Negative thermal expansion in Sc2Mo3O12:Sm3+ for white LEDs and unveiling the impact of phase transition on cryogenic luminescence

Abstract

Red-emitting phosphors are essential to achieve sustainable white-light-emitting diodes (WLEDs) for lighting and indoor plant growth. Materials with negative thermal expansion (NTE) can overcome the critical problem of the thermal quenching (TQ) of photoluminescence (PL). In this regard, we report a Sc₂Mo₃O₁₂:Sm³⁺ (SMO:Sm³⁺) reddish-orange emitting phosphor with no TQ up to 433 K. The intense charge transfer from the SMO matrix to the dopant (O²⁻ → Sm³⁺) reinforced the absorption of ultraviolet (UV) light, in addition to intra 4f–4f blue light excitation. The site occupation of Sm³⁺ was investigated using extended X-ray absorption fine structure (EXAFS) spectroscopy, and X-ray absorption near edge structure (XANES) spectroscopy ruled out any contribution of Sm²⁺ in the PL process. Temperature-dependent XRD studies revealed strong NTE in SMO, which induced promising anti-TQ performance via intensifying the charge transfer absorption and improved structural rigidity. As a result, 591% of its intensity at room temperature was retained at 433 K resulting in a ∼6-fold enhancement in Sm³⁺ emission. Moreover, we demonstrated two prototypes for lighting and indoor plant growth by fabricating the SMO:Sm³⁺ phosphor onto UV (280 nm) and 410 nm LED chips, respectively.

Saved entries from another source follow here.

PR #385, opened 2021-02-11
cryptography.utils.int_from_bytes deprecated, use int.from_bytes

jay0lee:
The cryptography library deprecated cryptography.utils.int_from_bytes in https://github.com/pyca/cryptography/pull/5609. Use the builtin int.from_bytes instead.


dainnilsson:
Already implemented on `next`.

PR #392, opened 2021-02-21
add poetry-based dev instrucions

maxthomas:
hey there, big fan of the company, tools, and software :)

looks like there's no longer a `setup.py` so it seems the dev documentation about `pip install -e .` is bit rotted. i added some basic instructions for the new `poetry` based setup for those looking to hack on the project, like me - if there's a better way that y'all have moved on to, that'd be great as well!

thanks for your time and efforts on this project!

### DIFF
--- a/doc/development.adoc
+++ b/doc/development.adoc
@@ -3,6 +3,8 @@
 === Install dependencies
 
 It's assumed a Python 3 environment with pip is installed.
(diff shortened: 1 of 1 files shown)


dainnilsson:
Thanks! I could have sworn I had updated that file...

The WLED offers a high color rendering index (CRI) of 84, CIE (0.33, 0.32), and correlated color temperature (CCT) of 5408 K, with a high luminous efficacy of 113 lm W⁻¹. The LED emission bands overlap with the absorption of phytochrome, P_R, which is essential for plant growth. We further investigated the temperature-dependent cryogenic PL properties and its correlation with phase transition. These findings revealed that the lattice phase transition has minimal impact on the Sm³⁺ local structure and its luminescence profile. Interestingly, we discovered the green emission of the monoclinic SMO phase at liquid nitrogen temperature (−193 °C). The MoO₄²⁻ emission diminished on phase transition from monoclinic to orthorhombic SMO at room temperature. Our results demonstrate the potential of SMO:Sm³⁺ phosphors for applications in lighting and indoor plant growth LEDs with anti-TQ properties.